That's the question a recent letter from leading economists to US congressional leaders has raised once again. The concept of linking trade deals to currency rules has always been a much-debated one. It's back up for discussion as the government prepares a cross-party bill to allow a yes-or-no vote in Congress when it comes to negotiations for trade deals.

The economists who authored the letter advised against factoring currency into the government's trade agreements. They made clear their opinion that laws preventing trading partners from weakening their currencies are a bad idea, as they would have a domino effect impacting ordinary people. They said: "Attempts to penalize countries for supposedly manipulating exchange rates would thus impose constraints on U.S. monetary policy, to the detriment of all Americans.”

At first glance these arguments appear perfectly fair, but there's a clear opposition. Art Laffer, chairman at Laffer Associates, an economic research and consulting firm, summed this up in an article for The Daily Caller: “When countries such as Japan directly intervene in currency markets to devalue their domestic currency, their exports become cheaper relative to ours, leading to potential job loss and decreases in U.S. exports.”

Although the International Monetary Fund does have principles against currency manipulation, these aren't enforced. Weakening currency can be hugely valuable to governments' trade deals, as it means they can be much more competitive than their international rivals. 

The arguments on both side are relevant to all governments, but in the case of the US there's significant statistics behind why lawmakers might be more keen to prevent currency manipulation. It's estimated that over 20 countries have deliberately manipulated their currency's value, leading to a loss of one to five million jobs in America.

This is not only an economic worry, but also a political one. It's an issue that could lead voters to believe that the government is putting broader trade deals first, ignoring the needs of the people, if they don't take steps to counteract currency manipulation.

However, on the other side of the debate there's the likes of Tony Fratto, a former Republican White House spokesman now working for pro-trade groups. He argued that such measures would “wreck our trade agenda”. Others have supported his claims, saying this kind of legislation could draw unwanted attention to Federal Reserve policies.

And while currency manipulation is linked closely to trade, they don't technically fall under the same scope. Merging the two legislations is new territory and could have a negative impact that would be difficult to predict.

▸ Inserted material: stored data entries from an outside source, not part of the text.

PR #3443, opened 2026-08-22
EDM-5218: Configure a writable OCI target for generated deltas

asafbennatan:
# Release target (required before merge to `main`)

Add at least one **`release-X.Y`** label to indicate which release(s) this change targets:

- [x] **`release-1.4`**

## EDM-5218: Configure a writable OCI target for generated deltas

**Jira:** https://issues.redhat.com/browse/EDM-5218
**Story type:** [DEV]
**Stack:** on [EDM-5217](https://github.com/flightctl/flightctl/pull/3439) (EDM-5213 → EDM-5214 → EDM-5215 → EDM-5217 → EDM-5218)

### Summary

Adds optional `repository` / `namespace` / `deltaStorageTarget` on `OciRepoSpec` so an org can designate one writable OCI target for generated deltas, without write access to every image’s own registry. Resolves the three delta push paths, rejects `namespace` on ImageBuild and ImageExport destinations, and falls back to deployment `DeltaGeneration.DefaultRepository` (credentials from Secret env, not `config.yaml`) when the org has no write target. Does not emit PrepareDeltas or generate/push deltas.

### Changes

- OpenAPI: optional mutually exclusive `repository` and `namespace`, plus `deltaStorageTarget`, on `OciRepoSpec`; `spec.registry` remains the login/CA hostname
- At most one `deltaStorageTarget` per org (unique partial index + HTTP 409)
- Delta push path resolution: neither → `{registry}/{image path}`; `repository` → `{registry}/{repository}`; `namespace` → `{registry}/{namespace}/{last segment}`
- ImageBuild and ImageExport destinations reject `namespace`; `repository` must equal `imageName`; registry-only dest unchanged
- Helm/quadlet: optional `deltaGeneration.defaultRepository`; username/password from Secret env on API only

### Testing

- **Unit tests:** object validation, uniqueness handler, three push paths, dest checks, DefaultRepository env credentials and write-target select
- **Integration tests:** second `deltaStorageTarget` in the same org is 409; another org can have its own; unique index and nil lookup
- **Coverage:** public helpers for name resolution, dest validation, and DefaultRepository conversion are fully covered through their APIs

### Acceptance Criteria

- [ ] AC-1: Optional mutually exclusive `repository`/`namespace`; at most one `deltaStorageTarget`; `spec.registry` remains login hostname
- [ ] AC-2: Three delta push paths for `quay.io/nginx/nginx` + `my-registry.com`
[...]

PR #3446, opened 2026-08-23
EDM-5219: Run generation on a dedicated delta-worker and queue

asafbennatan:

- [x] **`release-1.4`**

## EDM-5219: Run generation on a dedicated delta-worker and queue

**Jira:** https://issues.redhat.com/browse/EDM-5219
**Story type:** [DEV]
**Stack:** on [EDM-5218](https://github.com/flightctl/flightctl/pull/3443) (EDM-5213 → EDM-5214 → EDM-5215 → EDM-5217 → EDM-5218 → EDM-5219)

### Summary

Adds an unprivileged `flightctl-delta-worker` that consumes only `DeltaGenerationTaskQueue`, capped at `maxConcurrentDeltaGenerations` (default 2). `PrepareDeltas` is routed onto that queue; `DeltaGenerationCompleted` stays on `TaskQueue`. Idle consumers ack immediately. This story does not run `oci-delta create`, claim generations, or add queue maintenance. Redis stays non-durable (`save ""` / `appendonly no`).

### Changes

- OpenAPI: `PrepareDeltas` and `DeltaGenerationCompleted` reasons; `PrepareDeltasDetails` (`detailType`, optional `templateVersion`)
- `worker_client`: `WithDeltaPublisher` / `DeltaQueuePublisher`; nil delta publisher drops `PrepareDeltas` (no fall-through to TaskQueue)
- New process `cmd/flightctl-delta-worker`: Redis consumers on `delta-generation-queue` only, `WorkerCollector`, pprof port 15701
- Helm `deltaWorker` (always on) plus quadlet, RPM, el9/el10 images, restore lists, e2e registry, publish/collect-logs/redeploy membership
- `upgradeHooks.scaleDown` includes `flightctl-delta-worker` after `flightctl-worker`
- No Image Builder privileges, ClusterRole, Route, or Service

### Testing

- **Unit tests:** emit routing by queue; default concurrency 2; consumer count/queue name/idle ack; existing `shouldRolloutFleet` / `shouldRenderDevice` ignore the new reasons
- **Integration tests:** Redis consume-and-ack of `PrepareDeltas` on `DeltaGenerationTaskQueue`; same payload on `TaskQueue` is not taken
- **Coverage:** public routing and consumer contracts are covered. `Server.Run` is process Wait/Stop, same as `worker_server`

### Acceptance Criteria

- [ ] AC-1: Binary + Helm/quadlet consume `DeltaGenerationTaskQueue` only
- [ ] AC-2: Helm Redis `save ""` / `appendonly no`; prepare/generation remain in Postgres
- [ ] AC-3: `maxConcurrentDeltaGenerations` defaults to 2
- [ ] AC-4: `WorkerCollector` wired against `DeltaGenerationTaskQueue`
- [ ] AC-5: `flightctl-worker` still handles FleetRolloutStarted / RenderDevice; no `oci-delta create`


api/core/v1beta1/openapi.yaml
```diff
@@ -8308,6 +8312,19 @@ components:
...
           description: Number of errors encountered by this ResourceSync update.
+    PrepareDeltasDetails:
+      type: object
+      description: Structured details for PrepareDeltas events.
+      required:
+        - detailType
+      properties:
+        detailType:
+          type: string
+          enum: [PrepareDeltas]
```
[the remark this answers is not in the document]
asafbennatan: Addressed in 0fe59570f: added `x-enum-varnames` for the new `PrepareDeltasDetails.detailType` enum value so the TypeScript client generator emits a named constant.

packaging/images/el10/Containerfile.delta-worker
```diff
@@ -0,0 +1,51 @@
...
+ENV SOURCE_GIT_TAG=${SOURCE_GIT_TAG}
+ENV SOURCE_GIT_TREE_STATE=${SOURCE_GIT_TREE_STATE}
+ENV SOURCE_GIT_COMMIT=${SOURCE_GIT_COMMIT}
+
+# Use BuildKit cache mounts for Go caching
+RUN --mount=type=cache,target=/opt/app-root/src/.cache/go-build \
+    --mount=type=cache,target=/opt/app-root/src/go/pkg/mod \
+    make build-delta-worker
+
+FROM quay.io/flightctl/flightctl-base:10.1-1769518576
```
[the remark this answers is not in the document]
asafbennatan: Addressed in 0fe59570f: both el9 and el10 Containerfiles now use UBI minimal as the runtime base, run as non-root (`USER_UID=1001`), and no longer depend on `flightctl-base`.

deploy/helm/flightctl/templates/delta-worker/flightctl-delta-worker-deployment.yaml
```diff
@@ -0,0 +1,80 @@
...
+    spec:
+      serviceAccountName: flightctl-delta-worker
+      {{- if .Values.global.imagePullSecretName }}
+      imagePullSecrets:
+        - name: {{ .Values.global.imagePullSecretName }}
+      {{- end }}
+      initContainers:
+      {{- include "flightctl.databaseWaitInitContainer" (dict "context" . "userType" "app") | nindent 6 }}
+      {{- include "flightctl.migrationWaitInitContainer" (dict "context" . "timeout" 600) | nindent 6 }}
+      containers:
```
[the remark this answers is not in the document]
asafbennatan: Addressed in 0fe59570f and dc6ee1a7c: the deployment now uses `{{- toYaml .Values.deltaWorker.resources | nindent 12 }}`, with defaults defined in `values.yaml.gotmpl` (100m/256Mi requests, 500m/512Mi limits).

deploy/helm/flightctl/templates/delta-worker/flightctl-delta-worker-deployment.yaml
```diff
@@ -0,0 +1,94 @@
...
+        - name: flightctl-delta-worker
+          image: {{ include "flightctl.ensureOsQualifiedImage" (dict "root" . "imageName" .Values.deltaWorker.image.image) }}:{{ default .Chart.AppVersion .Values.deltaWorker.image.tag }}
+          imagePullPolicy: {{ default .Values.global.imagePullPolicy .Values.deltaWorker.image.pullPolicy }}
+          securityContext:
+            allowPrivilegeEscalation: false
+            readOnlyRootFilesystem: true
+            runAsUser: 1001
```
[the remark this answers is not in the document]
asafbennatan: Addressed in 0fe59570f and 0d737c421: added pod `fsGroup: 1001`, changed the encryption secret `defaultMode` to `0440`, and mounted a writable `/tmp` emptyDir for `readOnlyRootFilesystem`. This matches the alertmanager-proxy pattern and fixes the delta-worker pod readiness failure in deploy-and-upgrade.

internal/config/config.go
```diff
@@ -898,7 +898,15 @@ type QuayConfig struct {
...
-	DefaultRepository *DefaultRepositoryConfig `json:"defaultRepository,omitempty"`
+	DefaultRepository             *DefaultRepositoryConfig `json:"defaultRepository,omitempty"`
+	MaxConcurrentDeltaGenerations int                      `json:"maxConcurrentDeltaGenerations,omitempty"`
+}
+
+func (c *DeltaGenerationConfig) EffectiveMaxConcurrentDeltaGenerations() int {
+	if c == nil || c.MaxConcurrentDeltaGenerations <= 0 {
+		return 2
+	}
+	return c.MaxConcurrentDeltaGenerations
```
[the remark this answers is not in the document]
asafbennatan: Addressed in 0fe59570f: `MaxConcurrentDeltaGenerations` is capped at 32 during config load so `LaunchConsumers` cannot spawn an unbounded number of goroutines from YAML misconfiguration.

deploy/podman/flightctl-delta-worker/flightctl-delta-worker.container
```diff
@@ -0,0 +1,29 @@
...
+PartOf=flightctl.target
+After=flightctl-db-wait.service flightctl-db-migrate.service flightctl-kv.service flightctl-certs-init.service
+Wants=flightctl-db-wait.service flightctl-db-migrate.service flightctl-kv.service flightctl-certs-init.service
+
+[Container]
+ContainerName=flightctl-delta-worker
+Image={{ .DeltaWorker.Image }}:{{ .DeltaWorker.Tag }}
+Pull=missing
+Network=flightctl.network
+User=1001
```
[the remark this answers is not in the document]
asafbennatan: Addressed in 0d737c421: added `DropCapability=ALL`, `NoNewPrivileges=true`, and `ReadOnly=true` to the quadlet unit alongside the existing `User=1001`.

api/core/v1beta1/openapi.yaml
```diff
@@ -8042,6 +8042,8 @@ components:
             - EncryptionMigrationStarted
             - EncryptionMigrationCompleted
             - ApplicationLifecycleChanged
+            - PrepareDeltas
+            - DeltaGenerationCompleted
```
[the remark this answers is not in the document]
asafbennatan: Intentionally not versioning this change in this PR. The new enum values extend the existing `GET /events` response and are required for the delta-generation event path. The `oasdiff-check` failure is acknowledged and the PR carries the `breaking-change-approved` label; `oasdiff-check` is passing in CI.

internal/delta_worker/consumer.go
```diff
@@ -0,0 +1,79 @@
...
+		if workerMetrics != nil {
+			workerMetrics.IncTasksByType(taskType)
+			workerMetrics.ObserveTaskExecutionDuration(taskType, time.Since(start))
+			workerMetrics.IncMessagesProcessed("success")
+			workerMetrics.UpdateLastSuccessfulTask()
+		}
+
+		ackCtx, cancel := context.WithTimeout(context.Background(), ackTimeout)
+		defer cancel()
+		if err := consumer.Complete(ackCtx, entryID, payload, nil); err != nil {
```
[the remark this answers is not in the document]
asafbennatan: Out of scope for EDM-5219. This story only introduces the delta-worker queue consumer and routes `PrepareDeltas` events to `DeltaGenerationTaskQueue`. Actual delta generation and publishing `DeltaGenerationCompleted` are implemented in follow-on stack PRs (EDM-5220+). The idle handler is a placeholder until that work lands.

internal/delta_worker/consumer.go
```diff
@@ -0,0 +1,80 @@
...
+	"github.com/flightctl/flightctl/internal/consts"
+	"github.com/flightctl/flightctl/internal/instrumentation/metrics/worker"
+	"github.com/flightctl/flightctl/internal/worker_client"
+	"github.com/flightctl/flightctl/pkg/queues"
+	"github.com/sirupsen/logrus"
+)
+
+const ackTimeout = 5 * time.Second
+
+// LaunchConsumers starts Redis consumers on the delta-generation task queue.
```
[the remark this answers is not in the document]
asafbennatan: Same as the thread above: delta generation before ack is deferred to EDM-5220+. This PR establishes queue routing and a consuming worker skeleton only.

packaging/images/el10/Containerfile.delta-worker
```diff
@@ -0,0 +1,64 @@
...
+ENV SOURCE_GIT_TAG=${SOURCE_GIT_TAG}
+ENV SOURCE_GIT_TREE_STATE=${SOURCE_GIT_TREE_STATE}
+ENV SOURCE_GIT_COMMIT=${SOURCE_GIT_COMMIT}
+
+# Use BuildKit cache mounts for Go caching
+RUN --mount=type=cache,target=/opt/app-root/src/.cache/go-build \
+    --mount=type=cache,target=/opt/app-root/src/go/pkg/mod \
+    make build-delta-worker
+
+FROM registry.access.redhat.com/ubi10/ubi-minimal:10.1-1769677092
```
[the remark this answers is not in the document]
asafbennatan: Keeping `registry.access.redhat.com` to match the other checked-in Containerfiles in this repo (e.g. db-setup, cli-artifacts, alertmanager-proxy init containers). Switching only the delta-worker images to `registry.redhat.io` would be inconsistent; a repo-wide registry migration is a separate change.

asafbennatan:
> ## Code Review
> Nice work — the architecture is clean and well-organized. A dedicated `flightctl-delta-worker` binary consuming from `DeltaGenerationTaskQueue` via Redis is a solid separation of concerns. Security posture, config bounding, and test coverage (unit + integration) are all good.
> 
> A few items to consider:
> 
> ### Issues
> 1. **No liveness/readiness probes in the Helm deployment**
>    The deployment template exposes port 8080 for metrics but defines no `livenessProbe` or `readinessProbe`. If the process hangs or enters a deadlock, Kubernetes won't restart it. Consider at least a TCP liveness probe on the metrics port, or adding a `/healthz` endpoint.
> 2. **Idle handler silently drops messages**
>    The placeholder handler ACKs every message without processing. If this ships before the follow-on work (EDM-5220+), any `PrepareDeltas` events produced to the queue will be consumed and discarded silently. Consider either gating the producer side so events aren't enqueued until the handler is real, or having the handler log a warning.
> 3. **Consumer instances are never closed**
>    In `LaunchConsumers`, each `NewQueueConsumer` creates a consumer but the reference is discarded after calling `Consume`. If `QueueConsumer.Close()` performs cleanup (e.g., disconnecting from Redis), this is a resource leak on shutdown. The test mock has `Close()` — is there a matching production cleanup path?
> 4. **Metrics `ObserveTaskExecutionDuration` placed before `Complete()`**
>    The task duration metric is recorded before the ack call, so it doesn't include ack latency. Harmless now (idle handler), but when real delta generation logic lands, this placement should be reviewed.
> 
> ### Minor notes
> * **`HOME=/root` with `runAsUser: 1001`** — Works via explicit volume mounts, but unconventional. `HOME=/home/flightctl` would be more idiomatic.
> * **`ackTimeout` hardcoded at 5s** — If Redis is slow during shutdown, this could cause ack failures. Consider making it configurable.
> * **No `Validate()` on `DeltaGenerationConfig`** — Other config sections have explicit validation; adding one here would catch invalid values at startup rather than silently clamping.
> * **`context.Background()` for ack** — Intentional design choice (finish acking during shutdown), but a comment explaining the rationale would help future readers.
> * **No test for `Server.Run()` lifecycle** — Unit/integration tests cover `LaunchConsumers` well, but the full startup → context cancellation → graceful shutdown path isn't exercised.
> 
> Overall this is a solid foundational PR. 👍
> 
> _AI-generated. Review for accuracy._

concerns are invalid as the relevant ones are addressed later in the stack

internal/worker_client/worker_client.go
```diff
@@ -35,21 +38,51 @@ func QueuePublisher(ctx context.Context, queuesProvider queues.Provider) (queues
...
+		return
+	}
 	if !shouldEmitEvent(event.Reason) {
 		return
 	}
+	t.enqueue(ctx, orgId, event, t.publisher)
+}
 
+func (t *workerClient) enqueue(ctx context.Context, orgId uuid.UUID, event *domain.Event, producer queues.QueueProducer) {
+	if producer == nil {
```
galel12, line 90: When `producer` is nil we return without logging. The unit test documents that `PrepareDeltas` is dropped if `WithDeltaPublisher` is not wired, but in production a partial deploy or misconfigured client would lose prepare events silently.

Should we emit a warn log (reason + orgId) when a delta-routed event hits a nil producer?

internal/delta_worker/consumer.go
```diff
@@ -0,0 +1,80 @@
...
+		if workerMetrics != nil {
+			workerMetrics.IncMessagesInProgress()
+			defer workerMetrics.DecMessagesInProgress()
+		}
+
+		taskType := taskTypeFromPayload(payload, log)
+		if workerMetrics != nil {
+			workerMetrics.IncTasksByType(taskType)
+			workerMetrics.ObserveTaskExecutionDuration(taskType, time.Since(start))
+			workerMetrics.IncMessagesProcessed("success")
```
galel12, line 66: `taskTypeFromPayload` logs unmarshal errors and returns `"unknown"`, but we still record `IncMessagesProcessed("success")` and `Complete(..., nil)`. The regular task worker does the opposite on bad JSON (`IncPermanentFailures` + `permanent_failure`).

Intentional for the idle consumer in this story, but the test locks in ack-on-garbage. When the real handler lands, should invalid payloads follow the task-worker poison-message path instead of silent success?

internal/delta_worker/consumer.go
```diff
@@ -0,0 +1,80 @@
...
+)
+
+const ackTimeout = 5 * time.Second
+
+// LaunchConsumers starts Redis consumers on the delta-generation task queue.
+func LaunchConsumers(ctx context.Context, queuesProvider queues.Provider, cfg *config.Config, workerMetrics *worker.WorkerCollector, log logrus.FieldLogger) error {
+	n := cfg.DeltaGeneration.EffectiveMaxConcurrentDeltaGenerations()
+	if workerMetrics != nil {
+		workerMetrics.SetConsumersActive(float64(n))
+		workerMetrics.SetQueueDepth(consts.DeltaGenerationTaskQueue, 0)
```
galel12: `WorkerCollector.monitorQueueHealth` notes we should avoid emitting placeholder queue-depth values, and the ticker does not set depth today. Pinning `0` here will read as an empty queue on dashboards until real polling exists.

Should we omit `SetQueueDepth` in the idle path (same as the regular worker) until depth is implemented?

cmd/flightctl-delta-worker/main.go
```diff
@@ -0,0 +1,128 @@
...
+	if cfg.Metrics != nil && cfg.Metrics.Enabled {
+		if encMgr := encryption.GlobalManager(); encMgr != nil {
+			ec := encmetrics.NewEncryptionCollector(encMgr)
+			encMgr.SetMetricsRecorder(ec)
+			encCollector = ec
+		}
+	}
+
+	log.Println("Initializing data store")
+	db, err := store.InitDB(cfg, log)
```
galel12, line 68: This story's consumer only needs Redis, but startup still requires `InitDB` and the encryption canary. The pod will not run if Postgres is down even though nothing in this path uses the DB yet.

If that is intentional parity with `flightctl-worker`, a brief comment would help. Otherwise, could DB init wait until the generation handler needs it?

internal/worker_client/worker_client.go
asafbennatan: Addressed in 07eaff608: `EmitEvent` now logs a warning with `orgId` and `reason` when a delta-routed event is emitted without a configured delta publisher, instead of returning silently.

internal/delta_worker/consumer.go
asafbennatan: Addressed in 07eaff608: invalid JSON now follows the task-worker poison-message path — `IncPermanentFailures` + `IncMessagesProcessed("permanent_failure")`, then ack to remove the message from the queue (no retry).

internal/delta_worker/consumer.go
asafbennatan: Addressed in 07eaff608: removed the placeholder `SetQueueDepth(..., 0)` call. Queue depth is left unset until real polling is implemented, matching the regular worker.

cmd/flightctl-delta-worker/main.go
asafbennatan: Addressed in 07eaff608: removed `InitDB` and the encryption canary init from this story — the 5219 consumer only needs Redis. Postgres comes back in EDM-5220 when generation and persistence are wired in.

deploy/helm/flightctl/templates/delta-worker/flightctl-delta-worker-deployment.yaml
```diff
@@ -0,0 +1,99 @@
...
+      securityContext:
+        fsGroup: 1001
+        seccompProfile:
+          type: RuntimeDefault
+      {{- if .Values.global.imagePullSecretName }}
+      imagePullSecrets:
+        - name: {{ .Values.global.imagePullSecretName }}
+      {{- end }}
+      initContainers:
+      {{- include "flightctl.databaseWaitInitContainer" (dict "context" . "userType" "app") | nindent 6 }}
```
galel12, line 32: `main` no longer calls `InitDB`, but the Deployment still waits on Postgres (`databaseWaitInitContainer`, `migrationWaitInitContainer`), injects `DB_USER`/`DB_PASSWORD`, and mounts Postgres TLS volumes. The pod will not start until the DB is healthy even though this process only consumes Redis.

Should we drop the DB init containers, DB env, and SSL mounts for this story (keep KV + encryption)? Same question applies to the quadlet unit (`After=flightctl-db-wait.service` / `flightctl-db-migrate.service`) and the `database:` block in the config template.

internal/delta_worker/consumer.go
```diff
@@ -0,0 +1,85 @@
...
+			}
+			return nil
+		}
+
+		taskType := string(event.Event.Reason)
+		if taskType == "" {
+			taskType = "unknown"
+		}
+		if workerMetrics != nil {
+			workerMetrics.IncTasksByType(taskType)
```
galel12, line 64: After unmarshal, any well-formed `Event` is acked as success regardless of `reason`. A mis-routed event (e.g. `FleetRolloutStarted` JSON on `delta-generation-queue`) would be consumed and dropped without a permanent-failure signal.

Should `idleHandler` require `event.Event.Reason == PrepareDeltas` and treat anything else like a poison message (log + `permanent_failure`)? A unit test for wrong-reason JSON would lock that in before EDM-5220 adds real processing.

deploy/helm/flightctl/templates/db/flightctl-db-admin-rbac.yaml
```diff
@@ -151,6 +151,9 @@ subjects:
 - kind: ServiceAccount
   name: flightctl-worker
   namespace: {{ default .Release.Namespace .Values.global.internalNamespace }}
+- kind: ServiceAccount
```
galel12, line 154: `flightctl-delta-worker` is added to the DB admin RBAC subjects, but the binary no longer opens a DB connection. Should this service account be removed from the DB role bindings unless a follow-on story needs it?

cmd/flightctl-delta-worker/main.go
asafbennatan: Updated in 69b4fb772: restored `InitDB` and the encryption canary, and added a brief comment that this matches `flightctl-worker` startup — Postgres is required for the canary now and for generation in follow-on stack stories.

deploy/helm/flightctl/templates/delta-worker/flightctl-delta-worker-deployment.yaml
asafbennatan: Addressed in 69b4fb772: reverted the DB removal from `main.go`, so the Deployment DB wait containers, credentials, and TLS mounts are consistent with what the binary initializes again.

deploy/helm/flightctl/templates/db/flightctl-db-admin-rbac.yaml
asafbennatan: Addressed in 69b4fb772: the delta-worker binary opens Postgres again at startup, so keeping `flightctl-delta-worker` in the DB admin RBAC bindings remains correct.

internal/delta_worker/consumer.go
asafbennatan: Addressed in b86e26666: after unmarshal the consumer checks `worker_client.IsDeltaGenerationQueueEvent` (same allowlist as the publisher). Mis-routed reasons are logged, counted as `permanent_failure`, and acked to drop them from the queue — same path as invalid JSON.

galel12 (approved):
LGTM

Of course, ultimately this is just as much about winning votes as it is about making smart, long-term economic policies. As Gary Hufbauer of Washington think-tank Peterson Institute for International Economics told The Wall Street Journal, “these negotiating objectives will only be put in if they deliver votes”.

What's clear is that while legislating against currency manipulation could have a positive outcome for trade, it could also be seriously detrimental to international relations and make waves in the current system. Whether or not America's politicians can reconcile their differences and the bill can be agreed on is yet to be seen.